Full Press Release Details
Inc. Reports that IMU-838, a Selective Oral DHODH Inhibitor, Has Demonstrated Preclinical Activity Against SARS-CoV-2 and
Explores Plans for a Phase 2 Clinical Trial in COVID-19 Patients
- In Cellular Assays with
SARS-CoV-2 Clinical Isolates, IMU-838 Shows Ability to
Inhibit Viral Replication of SARS-CoV-2 -
- Live Webcast will be Held
at 8:00am EST / 5:00am PST / 2:00pm CEST on
Wednesday, April 22, 2020 -
NEW YORK, April 21, 2020 - Immunic,
Inc. (Nasdaq: IMUX), a clinical-stage biopharmaceutical company focused on developing best-in-class, oral therapies for
the treatment of chronic inflammatory and autoimmune diseases, today reported that its lead asset, IMU-838, a selective oral DHODH
inhibitor, has successfully demonstrated preclinical activity against severe acute respiratory syndrome coronavirus 2 (SARS-CoV-2).

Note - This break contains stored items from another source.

PR #3803, opened 2019-03-01
Minor fix of code duplication.

hugbubby:
This change removes 3~ lines of code that didn't need to be restated. Doesn't modify functionality, except for reordering the checks in the nested if statement to mirror its parent aesthetically.

### DIFF
--- a/sway/main.c
+++ b/sway/main.c
@@ -186,11 +186,7 @@ static void log_kernel(void) {
 
 static bool drop_permissions(void) {
 	if (getuid() != geteuid() || getgid() != getegid()) {
-		if (setgid(getgid()) != 0) {
-			sway_log(SWAY_ERROR, "Unable to drop root, refusing to start");
-			return false;
-		}
-		if (setuid(getuid()) != 0) {
+		if (setuid(getuid()) != 0 || setgid(getgid()) != 0) {
 			sway_log(SWAY_ERROR, "Unable to drop root, refusing to start");
 			return false;
 		}


sway/main.c
```diff
@@ -186,16 +186,12 @@ static void log_kernel(void) {
...
-			return false;
-		}
-		if (setuid(getuid()) != 0) {
+		if (setuid(getuid()) != 0 || setgid(getgid()) != 0) {
 			sway_log(SWAY_ERROR, "Unable to drop root, refusing to start");
 			return false;
 		}
 	}
-	if (setuid(0) != -1) {
+	if (setuid(0) == 0) {
```
emersion: -1. It's better to enter the error condition if something very bad happens, like `setuid` returning 42. Additionally, the spec says that if `setuid` fails, it must return -1, but doesn't say that if `setuid` succeeds, it should return 0.

hugbubby:
I'm a little confused on how to parse these error messages in the CI. What does "Table could not be indented" mean?

sway/main.c
hugbubby: It does say that if it succeeds, it should return 0, at least in the man page.

emersion: Yeah, sorry, skipped the important bit.

emersion:
Don't worry about it, scdoc 1.9.1 i broken and causes CI failures. Unfortunately a fix hasn't been pushed yet to scdoc master, so we can't do a lot about it.

sway/main.c
```diff
@@ -186,16 +186,12 @@ static void log_kernel(void) {
...
-			return false;
-		}
-		if (setuid(getuid()) != 0) {
+		if (setuid(getuid()) != 0 || setgid(getgid()) != 0) {
 			sway_log(SWAY_ERROR, "Unable to drop root, refusing to start");
 			return false;
 		}
 	}
-	if (setuid(0) != -1) {
+	if (setuid(0) == 1) {
```
emersion: Eh?

hugbubby: I'm not very good at computer

RedSoxFan:
> Unfortunately a fix hasn't been pushed yet to scdoc master, so we can't do a lot about it.

FYI my patch to fix scdoc was merged into master ~90min ago

emersion:
>FYI my patch to fix scdoc was merged into scdoc master ~90min ago

Oh indeed, I didn't notice because it hasn't been mentioned on the ML. Will send a patch to use `scdoc-git`.

emersion:
Can you rebase this PR?

hugbubby:
@emersion Done.

ianyfan:
You could absorb the condition into the above condition (since it's now a single if block in an if block)

emersion:
>You could absorb the condition into the above condition (since it's now a single if block in an if block)

I'd prefer not to. This is security code, it needs to be readable.

emersion:
Okay, one last thing: can you commit with the same e-mail as your GitHub account? (Or alternatively add the e-mail you use to your GitHub account)

hugbubby:
@emersion Done.

emersion:
Thanks!

PR #3804, opened 2019-03-01
ci: use scdoc-git because 1.9.1 is broken

emersion:
Follow-up issue: revert this patch when scdoc-1.9.2 is released and included in all the platforms we support.

### DIFF
--- a/.builds/alpine.yml
+++ b/.builds/alpine.yml
@@ -12,7 +12,6 @@ packages:
   - meson
   - pango-dev
   - pixman-dev
-  - scdoc
   - wayland-dev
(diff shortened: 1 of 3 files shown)


ddevault:
It's probably reasonably to use scdoc-git indefinitely for the same reasons we use wlroots-git.

emersion:
Hmm, apparently scdoc is broken on FreeBSD because `install -D` fails...

>It's probably reasonable to use scdoc-git indefinitely for the same reasons we use wlroots-git.

That's a good question.

ddevault:
Thanks!

PR #3966, opened 2019-03-25
Honor output for xdg_toplevel_set_fullscreen

### LINKED ISSUE #1813: zxdg_toplevel_v6_set_fullscreen output argument not respected
If a program wants to go fullscreen on a specific output it can set it explicitly via an argument of zxdg_toplevel_v6_set_fullscreen. This currently does nothing under sway.
Can be replicated with 2 outputs and mpv: mpv <file> --fs --fs-screen=X --gpu-context=wayland

RedSoxFan:
Fixes #1813 
Requires swaywm/wlroots#1638

This honors the fullscreen output request for
`xdg_toplevel_set_fullscreen` and `zxdg_toplevel_v6_set_fullscreen`.

If the request was sent before mapping, the fullscreen output request
will be retrieved from the client_pending state for the toplevel. The
output will be passed to `view_map` and if there is a workspace on the
output, the view will be placed on that workspace.

If the request comes in after being mapped, the view will be moved to
the workspace on the output (if there is one) before becoming
fullscreen.

### DIFF
--- a/include/sway/tree/view.h
+++ b/include/sway/tree/view.h
@@ -314,7 +314,7 @@ void view_destroy(struct sway_view *view);
 void view_begin_destroy(struct sway_view *view);
 
 void view_map(struct sway_view *view, struct wlr_surface *wlr_surface,
-	bool fullscreen, bool decoration);
+	bool fullscreen, struct wlr_output *fullscreen_output, bool decoration);
 
 void view_unmap(struct sway_view *view);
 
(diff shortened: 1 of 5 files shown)


RedSoxFan:
Rebased and ready for review

RedSoxFan:
If anyone gets some time, this is waiting on a review. This doesn't do anything important though so no rush

ddevault:
Thanks!

PR #3967, opened 2019-03-25
Implement seat subcommand hide_cursor_while_typing

RedSoxFan:
Related to #1894

This implements the following seat subcommand:
  `hide_cursor_while_typing <timeout>`

If timeout is set to a positive value (of at least 100), the cursor
will be hidden when typing and will not be unhidden until the timeout
has expired after the last key has been released.

This also changes the way cursor hiding/unhiding is managed to allow
for both `hide_cursor` and `hide_cursor_while_typing` to be used in
conjunction with each other for complex cursor hiding rules.

### DIFF
--- a/include/sway/commands.h
+++ b/include/sway/commands.h
@@ -269,6 +269,7 @@ sway_cmd seat_cmd_attach;
 sway_cmd seat_cmd_cursor;
 sway_cmd seat_cmd_fallback;
 sway_cmd seat_cmd_hide_cursor;
+sway_cmd seat_cmd_hide_cursor_while_typing;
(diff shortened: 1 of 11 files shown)


ddevault:
I know I was the one who originally asked for this, but I'm -1. I think that `hide_cursor` is good enough and we needn't introduce the complexity of the other two features.

RedSoxFan:
> I know I was the one who originally asked for this, but I'm -1. I think that `hide_cursor` is good enough and we needn't introduce the complexity of the other two features.

I'll close this and the corresponding issue then.

PR #3969, opened 2019-03-25
Implement handling of short_text field of i3 input protocol.

DmitriK:
Matches i3bar behavior of setting all blocks to use the short_text if the full
text width does not fit.


ddevault:
Any sway users who take advantage of this feature who can share their test results?

tarmack:
I want to take advantage of this feature. I tested this pull request but I can't get the `short_text` value to be displayed.

I use Pango markup, including different font sizes (only smaller than the configured font) and I also have quite a few "icons" in my bar. Maybe these are confusing the space estimations?

tarmack:
This works wonderfully now. Thank you!

ddevault:
Thanks!

PR #3977, opened 2019-03-26
Fix order mismatch in interpolated string arguments

jnpkrn:
Spotted just thanks to the same-message-different-sink that follows.

### DIFF
--- a/sway/commands/bind.c
+++ b/sway/commands/bind.c
@@ -316,7 +316,7 @@ static struct cmd_results *cmd_bindsym_or_bindcode(int argc, char **argv,
 		struct sway_binding *config_binding = mode_bindings->items[i];
 		if (binding_key_compare(binding, config_binding)) {
 			sway_log(SWAY_INFO, "Overwriting binding '%s' for device '%s' "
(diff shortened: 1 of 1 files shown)


RedSoxFan:
Would you mind fixing the same mismatch in the bindswitch function as well and then force pushing? Both changes can be a single commit, preferably with a short commit message along the lines of `bindings: fix overwrite log argument mismatch` so that it is easy to tell what was changed

jnpkrn:
@RedSoxFan, thanks, done.
I'm used to somewhat uniform commit summaries, but couldn't spot any
pre-existing pattern and didn't want to appear too exotic :-)

RedSoxFan:
> I'm used to somewhat uniform commit summaries, but couldn't spot any
pre-existing pattern and didn't want to appear too exotic :-)

We don't require a standardized pattern, just anything that gets the information across (although I do like the somewhat common `system/function: what changed` pattern for that). My comment was more about getting as much information as possible into the short commit message as your original one could have referenced an change anywhere in the code base.

RedSoxFan:
Thanks!

PR #3979, opened 2019-03-27
Fix scratchpad fullscreen behavior and crash

RedSoxFan:
Fixes https://github.com/swaywm/sway/issues/3972#issuecomment-476576069

When setting fullscreen on a hidden scratchpad container, there was a
check to see if there was an existing fullscreen container on the
workspace so it could be fullscreen disabled first. Since the workspace
is NULL, it would cause a SIGSEGV. This adds a NULL check to avoid the
crash.

This also changes the behavior of how fullscreen is handled when adding
a container to the scratchpad or changing visibility of a scratchpad
container to match i3's. The behavior is as follows:
- When adding a container to the scratchpad or hiding a container back
  into the scratchpad, there is an implicit fullscreen disable
- When setting fullscreen on a container that is hidden in the
  scratchpad, it will be fullscreen when shown (and fullscreen disabled
  when hidden as stated above)
- When setting fullscreen global on a container that is hidden in the
  scratchpad, it will be shown immediately as fullscreen global. The
  container is not moved to a workspace and remains in the
  scratchpad. The container will be visible until fullscreen disabled
  or killed. Since the container is in the scratchpad, running
  `scratchpad show` or `move container to scratchpad` will have no
  effect

This also changes `container_replace` to transfer fullscreen and
scratchpad status.

### DIFF
--- a/sway/tree/view.c
+++ b/sway/tree/view.c
@@ -197,10 +197,11 @@ static bool gaps_to_edge(struct sway_view *view) {
 
 void view_autoconfigure(struct sway_view *view) {
 	struct sway_container *con = view->container;
-	if (container_is_scratchpad_hidden(con)) {
+	if (container_is_scratchpad_hidden(con) &&
+			con->fullscreen_mode != FULLSCREEN_GLOBAL) {
 		return;
 	}
-	struct sway_output *output = con->workspace->output;
+	struct sway_output *output = con->workspace ? con->workspace->output : NULL;
 
 	if (con->fullscreen_mode == FULLSCREEN_WORKSPACE) {
 		con->content_x = output->lx;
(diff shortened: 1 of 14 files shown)


RyanDwyer:
Would it be better to forbid toggling fullscreen on containers that are hidden in the scratchpad? The check would also have to be done when the view requests fullscreen.

RedSoxFan:
Just checked i3's behavior:
- fullscreen on a hidden scratchpad container will cause the container to be fullscreened when shown
- fullscreen global on a hidden scratchpad container will immediately cause the container to be shown as fullscreen global
  - If this happens, the container cannot be moved to the scratchpad
  - It will be moved back to the scratchpad on a fullscreen disable
- When moving a fullscreen (workspace or global) container to the scratchpad, the fullscreen status will be removed

I guess I'll change this to replicate i3's behavior

RedSoxFan:
Ok. I think I _finally_ got everything and this is ready for review.

RedSoxFan:
If anyone gets some time, this is waiting on a review

sway/tree/view.c
```diff
@@ -247,7 +250,8 @@ void view_autoconfigure(struct sway_view *view) {
 	// title area. We have to offset the surface y by the height of the title,
 	// bar, and disable any top border because we'll always have the title bar.
 	list_t *siblings = container_get_siblings(con);
```
norcalli: siblings can be null

ddevault:
Good for merge once the merge conflicts are resolved.

Since we only have to fix this once (fingers crossed) I'm not too worried about the long-term maintenance cost of matching i3's complicated behavior. If it becomes a problem later we can rethink it.

RedSoxFan:
> Good for merge once the merge conflicts are resolved.

Rebased and resolved merge conflicts

ddevault:
Thanks!

PR #3997, opened 2019-03-30
Fix a crash in swaybar when an icon dir is not readable

### LINKED ISSUE #3981: Swaybar segfault when /usr/local/share/icons inaccessible
Version: 1.0 (1.0-7 in Arch Linux)

This is a minor and obtuse one that i thought i'd flag up.

I had a problem with swaybar always segfaulting which i tracked down to /usr/local/share/icons existing, being root owned, and only readable by root. I can fix it on my machine by simply deleting everything in /usr/local/share (it's not really used on my system). However, it might be worth knowing about in case others experience similar.

In particular, it is the call to opendir in swaybar/tray/icon.c that fails
```
static list_t *load_themes_in_dir(char *basedir) {
    DIR *dir;
    if (!(dir = opendir(basedir))) {
        ....
```
It still fails if i replace the basedir variable with the literal string "/usr/local/share/icons".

More specifically, IMU-838 was observed to inhibit replication of clinical isolates of SARS-CoV-2 associated with coronavirus disease
2019 (COVID-19). In cellular assays, IMU-838 demonstrated this antiviral activity at concentrations which are well below the blood
concentrations associated with IMU-838 dosing regimens studied in ongoing and previous clinical trials. These positive results
have encouraged Immunic to prepare a clinical development program for IMU-838 as a potential treatment option for patients with
COVID-19 and potential other, future viral pandemics.
"The current COVID-19 pandemic
poses a major challenge to the healthcare community, worldwide, and it is essential to find safe and efficacious therapies,"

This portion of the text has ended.